Pre-Market Takeaways

AI demand remains strong, but the constraints are shifting. Applied Materials’ order visibility, Sandisk’s long-term contracts, Coherent’s InP expansion, and Quanta’s server capacity plans all point to continued customer demand for capacity. The more important question now is whether incremental revenue can convert into cash, rather than simply how fast shipments grow.

Divergence across the semiconductor supply chain is also becoming clearer. Memory, advanced packaging, substrates, and optical communications remain supply-constrained, prompting continued capacity expansion by equipment vendors and manufacturers. At the same time, elevated expectations have narrowed the margin for error after earnings. Applied Materials beat on both results and guidance but still fell in after-hours trading, signaling that valuations now require faster and more certain execution.

In software and devices, the core theme is AI’s transition from feature demonstrations to monetizable workflows. Claude is beginning to handle routine code maintenance, while AI PCs, robots, and Android POS systems continue to gain traction. However, model usage costs, higher memory prices, and working-capital demands across the manufacturing chain are emerging as the next tests for margins.

AI and Semiconductor Supply Chain

AI Models, Applications, and Capital Spending

  • Anthropic: Claude is moving beyond coding assistance into routine software maintenance. Test workflows cover crash investigations, consolidation of duplicate abstractions, and dead-code removal. Over several weeks, the system submitted 388 code changes, of which 180 were merged after model review and human approval. The key validation metrics are no longer limited to code-generation speed, but now include rework rates, human-review costs, and stability under continuous operation.

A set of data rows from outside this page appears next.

PR #2596, opened 2020-11-02
fix(log-rotate): avoid creating multiple timers

spacewander:
### Pre-submission checklist:

### DIFF
--- a/apisix/timers.lua
+++ b/apisix/timers.lua
@@ -25,8 +25,7 @@ local thread_wait = ngx.thread.wait
 local timers = {}
 
 
-local _M = {
-}
+local _M = {}
 
 
 local function background_timer()
--- a/apisix/timers.lua
+++ b/apisix/timers.lua
@@ -1,0 +1,90 @@
+--
+-- Licensed to the Apache Software Foundation (ASF) under one or more
+-- contributor license agreements.  See the NOTICE file distributed with
+-- this work for additional information regarding copyright ownership.
+-- The ASF licenses this file to You under the Apache License, Version 2.0
+-- (the "License"); you may not use this file except in compliance with
+-- the License.  You may obtain a copy of the License at
+--
+--     http://www.apache.org/licenses/LICENSE-2.0
+--
+-- Unless required by applicable law or agreed to in writing, software
+-- distributed under the License is distributed on an "AS IS" BASIS,
+-- WITHOUT WARRANTIES OR CONDITIONS OF ANY KIND, either express or implied.
+-- See the License for the specific language governing permissions and
+-- limitations under the License.
+--
+local core = require("apisix.core")
+local process = require("ngx.process")
+local pairs = pairs
+local unpack = unpack
+local thread_spawn = ngx.thread.spawn
+local thread_wait = ngx.thread.wait
+
+
+local timers = {}
+
+
+local _M = {
+}
+
+
+local function background_timer()
+    local threads = {}
+    for name, timer in pairs(timers) do
+        core.log.info("run timer[", name, "]")
+
+        local th, err = thread_spawn(timer)
+        if not th then
+            core.log.error("failed to spawn thread for timer [", name, "]: ", err)
+        end
+
+        core.table.insert(threads, th)
+    end
+
+    local ok, err = thread_wait(unpack(threads))
+    if not ok then
+        core.log.error("failed to wait threads: ", err)
+    end
+end
+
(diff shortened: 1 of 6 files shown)


spacewander:
This PR should be draft but I hit the wrong button by accident.

apisix/timers.lua
```diff
@@ -0,0 +1,90 @@
...
+local unpack = unpack
+local thread_spawn = ngx.thread.spawn
+local thread_wait = ngx.thread.wait
+
+
+local timers = {}
+
+
+local _M = {
+}
```
Firstsawyou, line 29: I think this `local _M = {}` format will look better, what do you think?

t/plugin/log-rotate.t
```diff
@@ -95,11 +95,89 @@ GET /t
...
+
+
+=== TEST 3: fix: ensure only one timer is running
+--- config
+    location /t {
+        content_by_lua_block {
+            ngx.sleep(0.5)
+            local t = require("lib.test_admin").test
+            local code, _, org_body = t('/apisix/admin/plugins/reload',
+                                        ngx.HTTP_PUT)
```
Firstsawyou, line 114: For me, I think this line of code is not very long, we can write it on the same line, so it looks clearer. What do you think？

t/plugin/log-rotate.t
```diff
@@ -95,11 +95,89 @@ GET /t
...
+apisix:
+  node_listen: 1984
+  admin_key: null
+plugins:
+  - prometheus
+            ]]
+            require("lib.test_admin").set_config_yaml(data)
+            local t = require("lib.test_admin").test
+            local code, _, org_body = t('/apisix/admin/plugins/reload',
+                                        ngx.HTTP_PUT)
```
Firstsawyou, line 161: ditto.

t/plugin/log-rotate.t
spacewander: @Firstsawyou 
No. I like the indentation now, which I can see it is a PUT request at the first glance.
We make a new line not just because the old one is too long, but also make the important part of code easier to notice.

Firstsawyou: Okay, got it.

apisix/timers.lua
spacewander: @Firstsawyou 
Updated in the new commit.

apisix/timers.lua
```diff
@@ -0,0 +1,89 @@
...
+end
+
+
+local function is_privileged()
+    return process.type() == "privileged agent" or process.type() == "single"
+end
+
+
+function _M.init_worker()
+    -- currently only log-rotate needs the timer
```
membphis, line 57: only for plugin `log-rotate`, the current way is enough.

but I think this library can be used for different plugins, it is basic library.

so I think we should remove https://github.com/apache/apisix/pull/2596/files#diff-6ff817ed7efbdfcf2da85cb1a68a48aa2ef9e18422b80b2f255fc41032ee773eR58-R60

dabue (approved):

dabue:
I've used this new backgroud timer in my local plug-in, it worked well.

membphis (approved):

dabue (approved):
I've used the 'apisix/timers' in my local plug-in, it worked well.

apisix/timers.lua
```diff
@@ -0,0 +1,84 @@
...
+local function is_privileged()
+    return process.type() == "privileged agent" or process.type() == "single"
+end
+
+
+function _M.init_worker()
+    local timer, err = core.timer.new("background", background_timer, {check_interval = 0.5})
+    if not timer then
+        core.log.error("failed to create background timer: ", err)
+    else
```
nic-chen, line 60: we could return here，and remove 'else'

apisix/timers.lua
```diff
@@ -0,0 +1,84 @@
...
+
+
+local function background_timer()
+    local threads = {}
+    for name, timer in pairs(timers) do
+        core.log.info("run timer[", name, "]")
+
+        local th, err = thread_spawn(timer)
+        if not th then
+            core.log.error("failed to spawn thread for timer [", name, "]: ", err)
```
nic-chen, line 38: Should we use 'continue' here,since it's empty?

spacewander: @nic-chen 
Updated.

nic-chen (approved):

“Over the past few weeks, these routines submitted 388 PRs across our codebases, of which 180 were merged after Claude Code Review and human review.”

  • Zhipu AI: The GLM-5.3 base model remains unchanged at 743 billion parameters, with the improvement coming from expanded post-training. Its Terminal-Bench 3.0 score increased from 4.6 to 28.3, CyberGym from 77.2% to 84.5%, and ExploitBench from 24.4% to 54.4%. The gains are concentrated in long-horizon cybersecurity workflows; the next tests are success rates on real-world tasks and the model’s safety boundaries.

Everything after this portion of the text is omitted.